RE: the scope of Founders Pledge’s global health and development fund being different in the past. This was before my time (I joined FP maybe 1.5 years ago) but yes, I would say that our scope has changed a little to be somewhat more risk tolerant (while still focusing on evidence base) and figuring out where our comparative advantages are (speed being one of them).
RE: being more open with evaluations; yeah I totally agree with you, and think you’re right that explaining when we depart from GiveWell is esp important. (Some places where we’ve just started to do this: Vadim’s education work, my mass media stuff. But I haven’t published actual FO evals as often). IMO our evals are rigorous, without being as in-depth as GiveWell; there’s a process of understanding the area (some of our cause area reports are on the EA forum), then a ~25 page ish eval & CEA, and red-teaming. Our rapid grants are shorter, but still have an eval, CEA/ BOTEC + red-teaming.
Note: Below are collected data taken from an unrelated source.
Issue #12159, opened 2024-03-15
HIP-540: Implement and test the logic that all keys can update themselves to another valid key


MiroslavGatsanoga:
Currently admin key is able to change itself and also other low privilege keys.
Additionally we want to implement the ability for low privilege keys to be able to update themselves to new valid keys (i.e. without requiring admin key signature but instead only the signature of the corresponding low privilege key being updated).

PR #12329, opened 2024-03-25
feat: HIP-540:  Implement and test the logic that all keys can update themselves to another valid key

stefan-stefanooov:
**Description**:
Currently admin key is able to change itself and also other low privilege keys.
Additionally we want to implement the ability for low privilege keys to be able to update themselves to new valid keys (i.e. without requiring admin key signature but instead only the signature of the corresponding low privilege key being updated).

**Related issue(s)**:
https://github.com/hashgraph/hedera-services/issues/12159
Fixes #
https://github.com/hashgraph/hedera-services/issues/12159


petreze:
Changes are present in the following [PR](https://github.com/hashgraph/hedera-services/pull/12327) for better readability. Closing this one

Thanks for elaborating, Rosie! I said over 90 % of the grants you made were to organisations already supported by EA, but I have now corrected it to 71.8 % (see 2nd paragraph of my comment). I was relying on the total money granted displayed on the website, but I do not think it is correct. Now I am just adding up the amount of all the grants there.
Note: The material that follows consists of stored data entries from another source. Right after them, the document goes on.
PR #12366, opened 2024-03-26
chore: remove verify signature method from DTO

### LINKED ISSUE #12214: Remove usage of `com.swirlds.common.crypto.Signature.verifySignature()`
Currently, the validation of a signature is done inside `com.swirlds.common.crypto.Signature.verifySignature()`. Since signatures will be moving to protobuf, the class used will be autogenerated, so it cannot have any additional methods. 

### Tasks
- the utility that should be used for validating signatures already exists in `CryptoStatic.verifySignature()`
- use this utility instead of the method `com.swirlds.common.crypto.Signature.verifySignature()`
- check if `LinkedObjectStreamValidateUtils` is used
  - if no: remove it
  - if yes: alter it to use the new utility

lpetrovic05:
closes  #12214


alittley (dismissed):

alittley (dismissed):

platform-sdk/swirlds-common/src/main/java/com/swirlds/common/stream/internal/LinkedObjectStreamValidateUtils.java
```diff
@@ -225,4 +227,17 @@ public static <T extends SelfSerializable> Pair<StreamValidationResult, Hash> va
...
+    // Code duplicated in order to avoid wasting time on the event stream which will be removed soon
+    public static boolean verifySignature(final byte[] data, final Signature signature, final PublicKey publicKey) {
+        try {
+            final java.security.Signature sig = java.security.Signature.getInstance(
+                    SignatureType.RSA.signingAlgorithm(), SignatureType.RSA.provider());
+            sig.initVerify(publicKey);
+            sig.update(data);
+            return sig.verify(signature.getSignatureBytes());
+        } catch (final Exception ignored) {
+        }
```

The 3 organisations above were incubated by Charity Entrepeneurship (see links in my previous comment), which is very much aligned with effective altruism, so I assume they take most of the credit for their existence and evaluation.
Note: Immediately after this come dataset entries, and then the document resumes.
PR #12369, opened 2024-03-26
feat: Pass Metrics to created VirtualMaps

### LINKED ISSUE #12356: VirtualMap / VirtualDataSource metrics are missing, not registered
Virtual map and data source metrics aren't reported in mod-services mode. It appeared that there was a call to `VirtualMap.registerMetrics()` in mono-services code, but it's missing for some reason in mod-services.

netopyr:
This PR ensures we register `Metrics` with all `VirtualMap` instances we create.

Fixes #12356


tinker-michaelj (approved):
LGTM, ty @netopyr !

Neeharika-Sompalli (approved):
LGTM ! Thanks @netopyr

Open Phil has granted 2.1 M$ to 1Day Sooner from 2020 to 2021. I also do not recall EA-aligned funders supporting Ubongo or Essential. I think you could link to the websites of these organisations in the page of your fund, as you did for the other grants.
correct: to be absolutely clear, CE and the orgs themselves definitely incubated and developed the first CEAs for the CE charities (not us!). Thanks for this, will edit my comment. What I meant was is that evaluating and supporting orgs in the ‘no longer a seed stage charity but also not yet at scale’ stage is a key role that I see for the FP GHD fund, and I think we’ve had previous success here.
Yep, 1DS’ pandemic preparedness has been supported by OP. And thanks, I will mention to our comms team. FYI that our impact report is upcoming onto the website, which will list all recent grantmaking.
(also cheers for this post, and making the subtleties & differences between different GHD funds etc clearer!)